§ WHAT IS REQUIRED:
Please list all lines of the material below in which the string "PHPIDS" occurs.

§ INFORMATION PROVIDED:

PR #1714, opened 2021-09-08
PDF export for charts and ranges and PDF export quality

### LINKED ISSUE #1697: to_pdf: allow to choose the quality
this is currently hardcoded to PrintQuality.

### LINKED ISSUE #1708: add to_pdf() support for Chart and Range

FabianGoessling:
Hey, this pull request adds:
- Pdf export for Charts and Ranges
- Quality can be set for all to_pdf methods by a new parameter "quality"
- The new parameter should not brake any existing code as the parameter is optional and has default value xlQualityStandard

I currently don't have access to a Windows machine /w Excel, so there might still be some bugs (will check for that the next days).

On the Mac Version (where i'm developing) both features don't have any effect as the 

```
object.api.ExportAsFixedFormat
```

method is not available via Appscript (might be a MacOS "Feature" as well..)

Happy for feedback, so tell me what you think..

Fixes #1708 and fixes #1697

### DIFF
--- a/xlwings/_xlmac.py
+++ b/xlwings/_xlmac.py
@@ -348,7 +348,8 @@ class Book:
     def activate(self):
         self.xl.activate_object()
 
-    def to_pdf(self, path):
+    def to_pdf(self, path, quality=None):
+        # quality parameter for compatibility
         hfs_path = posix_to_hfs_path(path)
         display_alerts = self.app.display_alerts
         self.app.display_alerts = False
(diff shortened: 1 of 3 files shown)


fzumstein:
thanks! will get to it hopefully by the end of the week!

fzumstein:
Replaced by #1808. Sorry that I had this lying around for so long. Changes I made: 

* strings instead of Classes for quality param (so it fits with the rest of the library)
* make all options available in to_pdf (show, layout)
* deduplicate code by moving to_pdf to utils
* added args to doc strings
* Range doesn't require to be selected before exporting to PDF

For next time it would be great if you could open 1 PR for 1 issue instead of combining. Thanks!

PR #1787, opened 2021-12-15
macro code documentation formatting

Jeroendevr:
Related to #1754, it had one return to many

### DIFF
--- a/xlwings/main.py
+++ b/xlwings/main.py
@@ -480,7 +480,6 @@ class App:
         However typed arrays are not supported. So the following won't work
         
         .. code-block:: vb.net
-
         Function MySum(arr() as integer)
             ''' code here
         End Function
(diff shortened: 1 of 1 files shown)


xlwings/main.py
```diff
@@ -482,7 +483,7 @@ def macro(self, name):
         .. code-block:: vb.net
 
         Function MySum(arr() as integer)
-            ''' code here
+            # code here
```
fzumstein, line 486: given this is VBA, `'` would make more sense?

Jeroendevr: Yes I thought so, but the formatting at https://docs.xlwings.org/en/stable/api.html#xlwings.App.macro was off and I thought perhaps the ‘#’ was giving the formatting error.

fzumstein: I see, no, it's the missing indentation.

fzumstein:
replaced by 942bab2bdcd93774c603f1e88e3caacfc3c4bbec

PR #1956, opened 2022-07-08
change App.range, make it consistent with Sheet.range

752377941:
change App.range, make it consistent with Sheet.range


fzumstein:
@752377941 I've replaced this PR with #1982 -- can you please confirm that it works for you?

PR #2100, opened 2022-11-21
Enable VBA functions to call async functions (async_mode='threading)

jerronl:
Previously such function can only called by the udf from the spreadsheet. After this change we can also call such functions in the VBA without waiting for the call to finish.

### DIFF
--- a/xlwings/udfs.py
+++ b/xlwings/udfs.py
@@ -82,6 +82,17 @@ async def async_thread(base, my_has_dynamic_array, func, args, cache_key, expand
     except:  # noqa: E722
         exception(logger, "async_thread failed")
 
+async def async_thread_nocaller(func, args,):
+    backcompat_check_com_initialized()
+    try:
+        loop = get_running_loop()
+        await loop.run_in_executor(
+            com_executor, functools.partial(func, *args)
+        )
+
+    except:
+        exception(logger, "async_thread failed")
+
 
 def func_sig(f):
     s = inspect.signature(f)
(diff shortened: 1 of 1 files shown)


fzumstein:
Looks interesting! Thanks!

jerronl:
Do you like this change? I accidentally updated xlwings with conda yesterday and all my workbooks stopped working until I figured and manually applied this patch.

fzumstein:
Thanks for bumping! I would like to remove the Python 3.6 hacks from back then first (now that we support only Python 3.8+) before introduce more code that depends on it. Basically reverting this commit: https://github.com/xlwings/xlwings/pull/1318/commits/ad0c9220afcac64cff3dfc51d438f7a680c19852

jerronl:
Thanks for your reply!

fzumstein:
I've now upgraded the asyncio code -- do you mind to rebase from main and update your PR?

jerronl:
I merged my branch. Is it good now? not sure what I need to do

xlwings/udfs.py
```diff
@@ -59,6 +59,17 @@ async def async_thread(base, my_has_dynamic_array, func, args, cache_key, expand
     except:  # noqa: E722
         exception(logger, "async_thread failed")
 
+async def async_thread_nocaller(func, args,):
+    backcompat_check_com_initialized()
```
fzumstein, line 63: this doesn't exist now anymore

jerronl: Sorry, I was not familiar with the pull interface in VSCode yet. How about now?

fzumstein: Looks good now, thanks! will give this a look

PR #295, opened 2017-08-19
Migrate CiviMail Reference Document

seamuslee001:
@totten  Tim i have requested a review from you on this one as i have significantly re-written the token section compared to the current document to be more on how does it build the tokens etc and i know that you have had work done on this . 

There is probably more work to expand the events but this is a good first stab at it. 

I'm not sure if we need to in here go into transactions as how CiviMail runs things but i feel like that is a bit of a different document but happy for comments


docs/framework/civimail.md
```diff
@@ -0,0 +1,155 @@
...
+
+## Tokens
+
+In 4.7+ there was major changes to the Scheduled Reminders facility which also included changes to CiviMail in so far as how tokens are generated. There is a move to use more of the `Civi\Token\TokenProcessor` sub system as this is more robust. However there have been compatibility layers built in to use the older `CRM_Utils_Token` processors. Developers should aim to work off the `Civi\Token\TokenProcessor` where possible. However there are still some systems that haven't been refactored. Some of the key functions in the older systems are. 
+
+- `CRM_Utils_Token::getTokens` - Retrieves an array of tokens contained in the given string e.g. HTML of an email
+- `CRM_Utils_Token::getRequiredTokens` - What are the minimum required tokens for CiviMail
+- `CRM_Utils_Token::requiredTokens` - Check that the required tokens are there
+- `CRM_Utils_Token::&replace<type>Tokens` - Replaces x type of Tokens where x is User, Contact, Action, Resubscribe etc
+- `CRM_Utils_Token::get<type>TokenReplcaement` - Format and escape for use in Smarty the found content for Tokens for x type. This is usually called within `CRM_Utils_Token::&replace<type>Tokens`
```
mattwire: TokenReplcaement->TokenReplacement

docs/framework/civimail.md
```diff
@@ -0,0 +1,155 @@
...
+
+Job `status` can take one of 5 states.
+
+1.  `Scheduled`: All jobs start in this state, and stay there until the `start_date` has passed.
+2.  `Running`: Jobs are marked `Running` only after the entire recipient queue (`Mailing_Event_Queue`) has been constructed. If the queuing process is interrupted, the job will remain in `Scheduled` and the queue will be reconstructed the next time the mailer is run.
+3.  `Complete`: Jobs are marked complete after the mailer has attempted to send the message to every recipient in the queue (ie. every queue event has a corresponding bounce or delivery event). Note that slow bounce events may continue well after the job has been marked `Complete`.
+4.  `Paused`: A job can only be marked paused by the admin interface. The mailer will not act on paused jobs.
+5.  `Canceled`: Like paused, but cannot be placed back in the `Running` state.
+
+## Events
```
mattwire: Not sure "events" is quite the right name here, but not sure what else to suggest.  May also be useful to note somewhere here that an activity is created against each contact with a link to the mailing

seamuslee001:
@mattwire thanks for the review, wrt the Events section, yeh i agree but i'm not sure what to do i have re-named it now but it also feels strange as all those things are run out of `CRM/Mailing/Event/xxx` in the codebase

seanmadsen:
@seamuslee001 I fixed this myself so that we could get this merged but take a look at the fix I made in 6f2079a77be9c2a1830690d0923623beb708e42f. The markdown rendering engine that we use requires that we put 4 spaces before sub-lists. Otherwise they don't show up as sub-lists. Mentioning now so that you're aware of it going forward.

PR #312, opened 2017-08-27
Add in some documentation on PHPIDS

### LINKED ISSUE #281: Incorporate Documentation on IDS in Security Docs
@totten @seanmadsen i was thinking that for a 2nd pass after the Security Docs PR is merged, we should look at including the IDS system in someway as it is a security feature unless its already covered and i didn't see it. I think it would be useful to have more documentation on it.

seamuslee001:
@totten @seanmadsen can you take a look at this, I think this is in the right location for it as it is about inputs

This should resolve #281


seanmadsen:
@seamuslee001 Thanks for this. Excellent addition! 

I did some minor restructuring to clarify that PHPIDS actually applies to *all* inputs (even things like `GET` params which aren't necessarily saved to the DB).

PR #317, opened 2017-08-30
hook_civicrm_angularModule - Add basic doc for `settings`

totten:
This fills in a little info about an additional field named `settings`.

---

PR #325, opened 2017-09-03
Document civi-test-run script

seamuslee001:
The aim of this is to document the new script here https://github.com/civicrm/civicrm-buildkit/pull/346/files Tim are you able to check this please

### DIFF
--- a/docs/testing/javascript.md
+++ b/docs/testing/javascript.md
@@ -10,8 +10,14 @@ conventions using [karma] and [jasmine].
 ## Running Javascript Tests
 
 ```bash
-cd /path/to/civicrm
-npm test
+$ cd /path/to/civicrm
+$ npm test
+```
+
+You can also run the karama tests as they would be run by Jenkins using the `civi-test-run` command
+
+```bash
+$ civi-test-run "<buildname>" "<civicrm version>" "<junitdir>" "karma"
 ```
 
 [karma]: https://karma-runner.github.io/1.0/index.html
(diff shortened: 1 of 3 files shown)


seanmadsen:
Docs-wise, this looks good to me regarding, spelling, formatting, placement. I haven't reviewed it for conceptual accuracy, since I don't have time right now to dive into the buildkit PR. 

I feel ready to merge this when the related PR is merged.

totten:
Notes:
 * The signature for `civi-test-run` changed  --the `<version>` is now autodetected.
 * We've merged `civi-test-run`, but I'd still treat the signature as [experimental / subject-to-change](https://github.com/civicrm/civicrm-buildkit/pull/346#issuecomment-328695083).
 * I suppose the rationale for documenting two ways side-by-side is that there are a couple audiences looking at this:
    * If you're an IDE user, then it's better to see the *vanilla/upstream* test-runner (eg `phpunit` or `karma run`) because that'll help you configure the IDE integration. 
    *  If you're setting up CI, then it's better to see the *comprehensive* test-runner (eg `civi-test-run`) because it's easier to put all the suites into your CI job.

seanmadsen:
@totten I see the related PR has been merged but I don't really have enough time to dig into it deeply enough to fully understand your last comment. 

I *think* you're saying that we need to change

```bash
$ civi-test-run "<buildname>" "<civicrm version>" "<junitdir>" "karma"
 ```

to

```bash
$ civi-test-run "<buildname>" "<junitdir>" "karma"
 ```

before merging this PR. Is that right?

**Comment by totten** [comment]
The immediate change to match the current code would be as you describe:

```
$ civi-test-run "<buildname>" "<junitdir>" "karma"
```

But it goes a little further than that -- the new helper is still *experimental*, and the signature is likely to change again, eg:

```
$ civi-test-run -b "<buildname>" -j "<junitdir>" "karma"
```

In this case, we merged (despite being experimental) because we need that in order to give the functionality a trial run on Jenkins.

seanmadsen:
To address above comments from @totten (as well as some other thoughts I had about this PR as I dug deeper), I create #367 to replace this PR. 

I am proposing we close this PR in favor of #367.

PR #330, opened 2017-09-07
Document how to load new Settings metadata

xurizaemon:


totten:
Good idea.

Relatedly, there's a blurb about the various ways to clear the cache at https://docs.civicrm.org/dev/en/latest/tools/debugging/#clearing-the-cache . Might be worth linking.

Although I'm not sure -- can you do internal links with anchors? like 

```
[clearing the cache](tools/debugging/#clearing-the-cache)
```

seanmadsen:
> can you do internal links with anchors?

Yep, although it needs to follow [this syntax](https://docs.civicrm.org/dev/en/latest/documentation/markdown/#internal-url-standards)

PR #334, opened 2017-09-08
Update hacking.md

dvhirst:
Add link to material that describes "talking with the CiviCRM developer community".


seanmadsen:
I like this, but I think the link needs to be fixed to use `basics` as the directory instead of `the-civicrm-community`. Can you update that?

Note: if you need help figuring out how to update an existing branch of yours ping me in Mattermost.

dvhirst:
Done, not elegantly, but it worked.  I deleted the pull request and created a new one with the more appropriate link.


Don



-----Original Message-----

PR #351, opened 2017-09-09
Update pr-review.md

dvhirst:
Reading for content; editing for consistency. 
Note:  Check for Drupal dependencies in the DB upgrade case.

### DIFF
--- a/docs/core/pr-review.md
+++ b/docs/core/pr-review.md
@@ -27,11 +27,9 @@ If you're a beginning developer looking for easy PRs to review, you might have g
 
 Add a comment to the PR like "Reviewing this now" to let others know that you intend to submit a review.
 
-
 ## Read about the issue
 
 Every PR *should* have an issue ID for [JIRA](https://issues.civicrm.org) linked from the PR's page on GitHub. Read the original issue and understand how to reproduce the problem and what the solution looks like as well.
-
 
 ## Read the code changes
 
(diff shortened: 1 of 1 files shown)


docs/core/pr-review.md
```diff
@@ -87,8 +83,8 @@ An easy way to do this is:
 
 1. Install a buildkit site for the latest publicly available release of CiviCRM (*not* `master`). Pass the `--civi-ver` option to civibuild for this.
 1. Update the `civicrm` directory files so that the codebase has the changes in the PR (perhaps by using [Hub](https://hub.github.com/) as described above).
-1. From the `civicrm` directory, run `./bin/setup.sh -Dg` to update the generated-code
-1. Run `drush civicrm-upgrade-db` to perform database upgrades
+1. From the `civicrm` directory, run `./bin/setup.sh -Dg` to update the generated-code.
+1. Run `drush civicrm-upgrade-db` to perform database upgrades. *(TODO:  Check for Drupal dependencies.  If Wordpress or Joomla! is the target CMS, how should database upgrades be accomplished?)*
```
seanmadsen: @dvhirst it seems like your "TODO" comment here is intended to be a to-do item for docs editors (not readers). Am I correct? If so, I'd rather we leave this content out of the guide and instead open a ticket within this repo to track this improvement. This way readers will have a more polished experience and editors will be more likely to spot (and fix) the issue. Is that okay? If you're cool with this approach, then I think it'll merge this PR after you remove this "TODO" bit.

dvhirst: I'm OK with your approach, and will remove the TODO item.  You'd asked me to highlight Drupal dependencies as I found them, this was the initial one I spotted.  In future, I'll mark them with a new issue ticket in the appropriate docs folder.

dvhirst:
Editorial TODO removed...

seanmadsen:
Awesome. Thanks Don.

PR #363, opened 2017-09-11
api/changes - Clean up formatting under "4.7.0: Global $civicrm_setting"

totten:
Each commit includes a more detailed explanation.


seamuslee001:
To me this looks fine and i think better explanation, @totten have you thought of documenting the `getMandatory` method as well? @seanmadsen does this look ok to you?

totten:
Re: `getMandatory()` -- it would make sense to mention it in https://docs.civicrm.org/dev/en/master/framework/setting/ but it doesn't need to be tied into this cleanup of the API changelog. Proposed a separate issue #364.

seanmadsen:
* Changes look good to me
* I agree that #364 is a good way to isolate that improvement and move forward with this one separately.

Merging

§ SOLUTION:
Add in some documentation on PHPIDS
I did some minor restructuring to clarify that PHPIDS actually applies to *all* inputs (even things like `GET` params which aren't necessarily saved to the DB).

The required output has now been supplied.